WHAT YOU HAVE TO DO: Given the material below, return only the lines starting at the line with "public function up()" and ending at the line with "I'm bumping the", exactly as they appear.

┌────────

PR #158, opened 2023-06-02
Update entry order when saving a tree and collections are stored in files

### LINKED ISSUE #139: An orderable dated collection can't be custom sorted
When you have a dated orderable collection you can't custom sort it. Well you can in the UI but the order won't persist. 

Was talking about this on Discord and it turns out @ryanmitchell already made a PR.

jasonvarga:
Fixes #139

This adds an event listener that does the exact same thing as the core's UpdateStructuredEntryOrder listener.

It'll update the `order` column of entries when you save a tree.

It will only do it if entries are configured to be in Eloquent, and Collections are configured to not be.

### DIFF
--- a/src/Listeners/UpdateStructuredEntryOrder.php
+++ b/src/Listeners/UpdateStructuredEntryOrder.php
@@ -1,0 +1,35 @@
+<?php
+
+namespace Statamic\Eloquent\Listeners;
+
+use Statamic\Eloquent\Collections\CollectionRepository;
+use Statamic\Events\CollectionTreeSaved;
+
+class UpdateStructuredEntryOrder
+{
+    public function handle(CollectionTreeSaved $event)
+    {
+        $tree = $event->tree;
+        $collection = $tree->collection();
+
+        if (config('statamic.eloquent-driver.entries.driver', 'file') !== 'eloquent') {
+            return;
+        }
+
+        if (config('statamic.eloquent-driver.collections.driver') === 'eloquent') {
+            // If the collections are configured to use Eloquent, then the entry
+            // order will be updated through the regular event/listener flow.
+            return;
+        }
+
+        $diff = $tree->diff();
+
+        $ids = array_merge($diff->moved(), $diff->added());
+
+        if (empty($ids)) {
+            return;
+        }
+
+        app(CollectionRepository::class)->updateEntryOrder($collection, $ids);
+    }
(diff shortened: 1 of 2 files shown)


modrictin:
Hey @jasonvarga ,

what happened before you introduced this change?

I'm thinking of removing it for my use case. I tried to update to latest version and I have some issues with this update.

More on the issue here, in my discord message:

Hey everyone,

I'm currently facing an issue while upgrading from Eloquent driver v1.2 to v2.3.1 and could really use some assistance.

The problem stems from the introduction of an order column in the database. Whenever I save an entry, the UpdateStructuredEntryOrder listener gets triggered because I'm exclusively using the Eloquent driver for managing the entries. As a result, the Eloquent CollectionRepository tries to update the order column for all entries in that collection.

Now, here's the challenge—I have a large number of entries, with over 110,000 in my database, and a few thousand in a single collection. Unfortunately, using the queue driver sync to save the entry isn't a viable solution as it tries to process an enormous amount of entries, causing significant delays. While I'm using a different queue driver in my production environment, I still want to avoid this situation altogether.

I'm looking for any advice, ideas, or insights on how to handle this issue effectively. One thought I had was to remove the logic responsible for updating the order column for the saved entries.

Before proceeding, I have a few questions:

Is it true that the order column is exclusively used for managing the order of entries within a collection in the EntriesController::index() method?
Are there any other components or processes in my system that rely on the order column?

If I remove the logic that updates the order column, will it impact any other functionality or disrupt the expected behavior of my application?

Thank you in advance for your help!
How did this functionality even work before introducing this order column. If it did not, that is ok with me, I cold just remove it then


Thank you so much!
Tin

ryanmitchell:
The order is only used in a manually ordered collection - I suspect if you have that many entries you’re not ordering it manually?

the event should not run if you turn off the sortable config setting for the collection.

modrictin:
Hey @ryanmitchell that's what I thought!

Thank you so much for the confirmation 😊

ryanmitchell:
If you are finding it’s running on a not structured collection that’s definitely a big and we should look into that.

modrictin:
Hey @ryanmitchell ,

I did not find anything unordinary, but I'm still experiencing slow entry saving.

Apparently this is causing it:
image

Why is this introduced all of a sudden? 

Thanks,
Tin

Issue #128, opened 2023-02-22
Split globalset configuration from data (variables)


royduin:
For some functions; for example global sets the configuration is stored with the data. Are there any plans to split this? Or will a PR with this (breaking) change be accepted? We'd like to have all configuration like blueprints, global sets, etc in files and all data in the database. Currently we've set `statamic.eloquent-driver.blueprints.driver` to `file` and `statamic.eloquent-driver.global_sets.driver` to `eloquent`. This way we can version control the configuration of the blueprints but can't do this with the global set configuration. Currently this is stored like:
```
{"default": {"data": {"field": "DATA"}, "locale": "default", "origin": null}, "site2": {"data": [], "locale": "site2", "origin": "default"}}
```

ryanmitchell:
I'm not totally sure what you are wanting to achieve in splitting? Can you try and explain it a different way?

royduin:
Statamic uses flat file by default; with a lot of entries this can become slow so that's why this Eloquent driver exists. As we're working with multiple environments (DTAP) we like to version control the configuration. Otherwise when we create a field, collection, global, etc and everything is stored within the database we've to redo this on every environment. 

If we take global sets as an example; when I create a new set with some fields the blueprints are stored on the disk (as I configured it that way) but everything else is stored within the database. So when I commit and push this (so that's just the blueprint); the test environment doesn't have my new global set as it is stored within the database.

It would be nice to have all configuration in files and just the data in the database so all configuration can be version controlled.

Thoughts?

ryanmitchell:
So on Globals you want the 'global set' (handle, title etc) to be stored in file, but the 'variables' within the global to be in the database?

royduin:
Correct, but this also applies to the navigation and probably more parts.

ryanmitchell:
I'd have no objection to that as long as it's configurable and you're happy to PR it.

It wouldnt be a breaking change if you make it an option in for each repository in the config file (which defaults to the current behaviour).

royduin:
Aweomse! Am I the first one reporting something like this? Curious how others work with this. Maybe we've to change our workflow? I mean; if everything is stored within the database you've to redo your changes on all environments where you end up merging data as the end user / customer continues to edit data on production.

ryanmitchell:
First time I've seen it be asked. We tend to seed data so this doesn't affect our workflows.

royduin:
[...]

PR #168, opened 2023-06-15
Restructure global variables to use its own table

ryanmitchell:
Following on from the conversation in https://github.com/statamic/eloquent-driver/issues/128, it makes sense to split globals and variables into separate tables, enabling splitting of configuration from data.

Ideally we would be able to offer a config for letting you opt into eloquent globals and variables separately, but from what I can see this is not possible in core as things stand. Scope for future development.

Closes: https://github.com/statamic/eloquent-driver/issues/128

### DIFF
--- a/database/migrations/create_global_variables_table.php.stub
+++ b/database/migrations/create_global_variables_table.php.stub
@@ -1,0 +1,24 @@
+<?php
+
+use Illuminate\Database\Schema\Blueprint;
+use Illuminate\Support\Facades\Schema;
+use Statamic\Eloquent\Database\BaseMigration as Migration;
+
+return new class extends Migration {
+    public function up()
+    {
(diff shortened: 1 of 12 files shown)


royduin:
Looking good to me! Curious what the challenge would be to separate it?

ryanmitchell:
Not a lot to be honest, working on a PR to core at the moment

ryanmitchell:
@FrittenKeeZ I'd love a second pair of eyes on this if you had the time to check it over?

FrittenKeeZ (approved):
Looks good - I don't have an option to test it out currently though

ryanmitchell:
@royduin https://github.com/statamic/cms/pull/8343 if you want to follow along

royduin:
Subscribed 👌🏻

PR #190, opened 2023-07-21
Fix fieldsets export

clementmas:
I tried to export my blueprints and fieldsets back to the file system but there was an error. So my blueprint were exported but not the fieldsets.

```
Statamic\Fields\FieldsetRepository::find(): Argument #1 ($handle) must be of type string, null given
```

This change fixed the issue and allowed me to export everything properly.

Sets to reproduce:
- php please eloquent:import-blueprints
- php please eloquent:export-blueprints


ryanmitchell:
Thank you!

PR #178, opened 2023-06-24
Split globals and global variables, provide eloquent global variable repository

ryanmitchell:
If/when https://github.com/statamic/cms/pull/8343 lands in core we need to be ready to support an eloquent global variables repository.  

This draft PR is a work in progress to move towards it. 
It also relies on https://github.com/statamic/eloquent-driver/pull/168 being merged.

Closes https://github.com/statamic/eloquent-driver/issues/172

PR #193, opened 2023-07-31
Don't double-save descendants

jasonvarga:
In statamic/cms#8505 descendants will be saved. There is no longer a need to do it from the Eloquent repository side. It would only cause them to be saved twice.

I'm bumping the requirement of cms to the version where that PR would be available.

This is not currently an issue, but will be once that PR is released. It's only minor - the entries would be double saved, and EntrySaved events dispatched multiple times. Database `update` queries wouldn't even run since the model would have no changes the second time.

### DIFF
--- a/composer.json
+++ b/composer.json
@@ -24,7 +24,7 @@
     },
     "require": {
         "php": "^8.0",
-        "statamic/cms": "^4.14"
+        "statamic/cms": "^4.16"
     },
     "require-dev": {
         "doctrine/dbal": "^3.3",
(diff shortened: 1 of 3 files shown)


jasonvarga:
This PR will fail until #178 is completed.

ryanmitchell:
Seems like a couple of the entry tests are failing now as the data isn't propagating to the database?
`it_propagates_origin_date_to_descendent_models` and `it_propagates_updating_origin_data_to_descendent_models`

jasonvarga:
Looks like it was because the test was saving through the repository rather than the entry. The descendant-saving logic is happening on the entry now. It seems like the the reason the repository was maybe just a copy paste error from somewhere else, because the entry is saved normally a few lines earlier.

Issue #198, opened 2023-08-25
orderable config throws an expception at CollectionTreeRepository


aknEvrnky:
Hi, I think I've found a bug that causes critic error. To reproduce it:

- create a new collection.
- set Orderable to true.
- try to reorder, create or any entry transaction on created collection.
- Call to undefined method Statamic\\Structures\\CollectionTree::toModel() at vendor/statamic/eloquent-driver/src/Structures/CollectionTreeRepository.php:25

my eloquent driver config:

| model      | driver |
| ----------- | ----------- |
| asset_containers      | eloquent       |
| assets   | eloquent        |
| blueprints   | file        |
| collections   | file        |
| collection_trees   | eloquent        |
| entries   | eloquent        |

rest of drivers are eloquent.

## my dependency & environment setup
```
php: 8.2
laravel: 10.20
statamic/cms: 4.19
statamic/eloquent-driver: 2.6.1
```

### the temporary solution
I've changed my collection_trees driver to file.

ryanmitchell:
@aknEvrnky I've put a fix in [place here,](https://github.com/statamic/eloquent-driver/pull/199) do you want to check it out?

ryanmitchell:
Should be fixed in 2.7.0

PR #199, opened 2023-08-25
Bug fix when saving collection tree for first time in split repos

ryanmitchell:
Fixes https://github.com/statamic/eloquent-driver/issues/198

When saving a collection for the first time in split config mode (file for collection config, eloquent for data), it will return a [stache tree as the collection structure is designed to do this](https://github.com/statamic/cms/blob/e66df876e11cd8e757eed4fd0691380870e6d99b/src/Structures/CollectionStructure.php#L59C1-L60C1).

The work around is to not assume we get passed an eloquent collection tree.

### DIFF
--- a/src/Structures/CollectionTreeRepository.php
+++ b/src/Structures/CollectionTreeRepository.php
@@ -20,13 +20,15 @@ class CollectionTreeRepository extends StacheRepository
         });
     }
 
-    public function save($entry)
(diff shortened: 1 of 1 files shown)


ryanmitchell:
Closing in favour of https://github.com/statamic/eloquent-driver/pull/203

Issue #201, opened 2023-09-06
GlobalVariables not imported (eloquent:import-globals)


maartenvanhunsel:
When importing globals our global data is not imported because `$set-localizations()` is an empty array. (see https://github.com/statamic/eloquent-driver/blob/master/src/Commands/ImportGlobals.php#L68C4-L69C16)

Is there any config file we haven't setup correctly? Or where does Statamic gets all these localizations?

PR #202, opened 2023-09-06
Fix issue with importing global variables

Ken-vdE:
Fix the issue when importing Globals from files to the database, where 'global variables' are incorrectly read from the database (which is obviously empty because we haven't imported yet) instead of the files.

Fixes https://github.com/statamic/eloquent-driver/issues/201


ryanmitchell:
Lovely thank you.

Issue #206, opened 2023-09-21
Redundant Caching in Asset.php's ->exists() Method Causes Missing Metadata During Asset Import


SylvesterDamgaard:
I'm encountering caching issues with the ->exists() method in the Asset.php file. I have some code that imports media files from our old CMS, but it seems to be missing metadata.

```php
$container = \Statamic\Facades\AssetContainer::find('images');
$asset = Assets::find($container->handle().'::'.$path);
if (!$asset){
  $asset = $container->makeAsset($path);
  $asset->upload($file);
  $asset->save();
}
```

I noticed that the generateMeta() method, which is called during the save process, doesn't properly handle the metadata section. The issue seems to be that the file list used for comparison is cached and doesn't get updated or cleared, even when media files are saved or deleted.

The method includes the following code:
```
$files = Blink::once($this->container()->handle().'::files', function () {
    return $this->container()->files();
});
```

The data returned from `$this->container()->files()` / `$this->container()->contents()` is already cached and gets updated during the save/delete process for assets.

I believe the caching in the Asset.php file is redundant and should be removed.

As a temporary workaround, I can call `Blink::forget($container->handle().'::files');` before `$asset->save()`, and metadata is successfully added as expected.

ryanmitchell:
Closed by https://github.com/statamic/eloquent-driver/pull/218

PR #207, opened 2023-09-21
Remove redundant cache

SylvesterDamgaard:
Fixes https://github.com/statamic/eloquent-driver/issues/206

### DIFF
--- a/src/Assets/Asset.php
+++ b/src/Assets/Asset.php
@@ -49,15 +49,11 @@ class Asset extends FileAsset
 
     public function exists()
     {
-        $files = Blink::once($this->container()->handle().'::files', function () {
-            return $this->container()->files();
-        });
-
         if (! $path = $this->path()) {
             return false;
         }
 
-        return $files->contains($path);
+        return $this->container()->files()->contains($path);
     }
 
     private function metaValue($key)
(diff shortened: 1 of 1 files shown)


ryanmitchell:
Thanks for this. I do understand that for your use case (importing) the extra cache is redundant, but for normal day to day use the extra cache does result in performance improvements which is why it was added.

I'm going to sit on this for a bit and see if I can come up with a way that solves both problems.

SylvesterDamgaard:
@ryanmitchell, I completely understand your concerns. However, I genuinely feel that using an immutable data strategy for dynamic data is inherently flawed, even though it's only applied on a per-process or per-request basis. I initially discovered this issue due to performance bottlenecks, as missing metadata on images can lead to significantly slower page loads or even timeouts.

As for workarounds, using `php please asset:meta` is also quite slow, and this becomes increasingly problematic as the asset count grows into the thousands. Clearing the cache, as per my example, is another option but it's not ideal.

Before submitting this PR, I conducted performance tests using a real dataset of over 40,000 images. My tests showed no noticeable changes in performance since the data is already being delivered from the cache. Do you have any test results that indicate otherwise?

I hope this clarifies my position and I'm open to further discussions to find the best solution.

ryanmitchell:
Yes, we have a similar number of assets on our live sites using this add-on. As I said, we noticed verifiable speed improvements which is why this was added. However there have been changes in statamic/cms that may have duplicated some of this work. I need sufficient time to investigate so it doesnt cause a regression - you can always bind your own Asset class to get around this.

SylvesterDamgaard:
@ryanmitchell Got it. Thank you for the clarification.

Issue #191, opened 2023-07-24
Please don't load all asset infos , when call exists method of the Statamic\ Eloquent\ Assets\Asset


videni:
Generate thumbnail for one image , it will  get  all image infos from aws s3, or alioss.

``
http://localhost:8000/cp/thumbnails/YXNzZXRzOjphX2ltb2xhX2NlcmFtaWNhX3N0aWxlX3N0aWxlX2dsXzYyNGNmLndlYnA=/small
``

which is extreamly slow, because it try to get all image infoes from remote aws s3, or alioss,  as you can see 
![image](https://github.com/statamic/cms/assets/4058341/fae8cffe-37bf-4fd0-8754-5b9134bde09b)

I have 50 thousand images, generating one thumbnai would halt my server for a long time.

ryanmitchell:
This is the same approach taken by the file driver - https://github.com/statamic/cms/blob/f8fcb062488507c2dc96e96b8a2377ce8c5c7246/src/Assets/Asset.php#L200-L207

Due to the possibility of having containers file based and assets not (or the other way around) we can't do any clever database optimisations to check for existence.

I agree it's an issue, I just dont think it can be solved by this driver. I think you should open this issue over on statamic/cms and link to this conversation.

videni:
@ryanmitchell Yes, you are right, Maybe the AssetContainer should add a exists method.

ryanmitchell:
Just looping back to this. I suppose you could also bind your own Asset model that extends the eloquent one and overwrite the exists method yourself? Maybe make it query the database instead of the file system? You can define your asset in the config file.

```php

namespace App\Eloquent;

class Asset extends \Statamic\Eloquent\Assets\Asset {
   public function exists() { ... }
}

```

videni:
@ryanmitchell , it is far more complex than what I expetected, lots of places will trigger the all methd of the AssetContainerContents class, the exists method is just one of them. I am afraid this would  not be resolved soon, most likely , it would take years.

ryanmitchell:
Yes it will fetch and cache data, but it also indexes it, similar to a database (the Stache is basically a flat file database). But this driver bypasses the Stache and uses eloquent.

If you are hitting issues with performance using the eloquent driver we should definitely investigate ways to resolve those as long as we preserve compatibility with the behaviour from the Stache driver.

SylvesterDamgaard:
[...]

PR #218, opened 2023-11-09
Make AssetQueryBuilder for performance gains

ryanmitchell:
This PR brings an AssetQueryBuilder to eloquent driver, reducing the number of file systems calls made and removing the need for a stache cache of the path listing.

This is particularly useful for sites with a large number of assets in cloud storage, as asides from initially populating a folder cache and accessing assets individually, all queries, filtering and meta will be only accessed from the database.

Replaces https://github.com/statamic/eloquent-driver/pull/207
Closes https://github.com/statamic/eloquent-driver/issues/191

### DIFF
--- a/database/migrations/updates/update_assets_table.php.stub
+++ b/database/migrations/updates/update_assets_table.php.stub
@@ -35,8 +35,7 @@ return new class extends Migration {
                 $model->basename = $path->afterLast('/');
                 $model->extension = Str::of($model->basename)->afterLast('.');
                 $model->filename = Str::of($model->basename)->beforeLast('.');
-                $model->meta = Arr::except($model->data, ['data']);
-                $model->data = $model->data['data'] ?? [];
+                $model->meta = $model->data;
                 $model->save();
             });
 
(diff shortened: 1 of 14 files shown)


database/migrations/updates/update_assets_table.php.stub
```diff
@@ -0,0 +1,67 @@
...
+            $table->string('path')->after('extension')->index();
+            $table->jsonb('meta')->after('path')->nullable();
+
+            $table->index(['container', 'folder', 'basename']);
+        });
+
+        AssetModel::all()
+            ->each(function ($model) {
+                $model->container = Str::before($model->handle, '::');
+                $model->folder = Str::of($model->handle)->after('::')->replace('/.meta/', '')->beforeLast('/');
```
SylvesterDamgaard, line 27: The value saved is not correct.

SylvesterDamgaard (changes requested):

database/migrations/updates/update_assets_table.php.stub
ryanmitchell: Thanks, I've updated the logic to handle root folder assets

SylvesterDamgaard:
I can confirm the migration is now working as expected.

└────────

ANSWER SPACE:
+    public function up()
+    {
(diff shortened: 1 of 12 files shown)


royduin:
Looking good to me! Curious what the challenge would be to separate it?

ryanmitchell:
Not a lot to be honest, working on a PR to core at the moment

ryanmitchell:
@FrittenKeeZ I'd love a second pair of eyes on this if you had the time to check it over?

FrittenKeeZ (approved):
Looks good - I don't have an option to test it out currently though

ryanmitchell:
@royduin https://github.com/statamic/cms/pull/8343 if you want to follow along

royduin:
Subscribed 👌🏻

PR #190, opened 2023-07-21
Fix fieldsets export

clementmas:
I tried to export my blueprints and fieldsets back to the file system but there was an error. So my blueprint were exported but not the fieldsets.

```
Statamic\Fields\FieldsetRepository::find(): Argument #1 ($handle) must be of type string, null given
```

This change fixed the issue and allowed me to export everything properly.

Sets to reproduce:
- php please eloquent:import-blueprints
- php please eloquent:export-blueprints


ryanmitchell:
Thank you!

PR #178, opened 2023-06-24
Split globals and global variables, provide eloquent global variable repository

ryanmitchell:
If/when https://github.com/statamic/cms/pull/8343 lands in core we need to be ready to support an eloquent global variables repository.  

This draft PR is a work in progress to move towards it. 
It also relies on https://github.com/statamic/eloquent-driver/pull/168 being merged.

Closes https://github.com/statamic/eloquent-driver/issues/172

PR #193, opened 2023-07-31
Don't double-save descendants

jasonvarga:
In statamic/cms#8505 descendants will be saved. There is no longer a need to do it from the Eloquent repository side. It would only cause them to be saved twice.

I'm bumping the requirement of cms to the version where that PR would be available.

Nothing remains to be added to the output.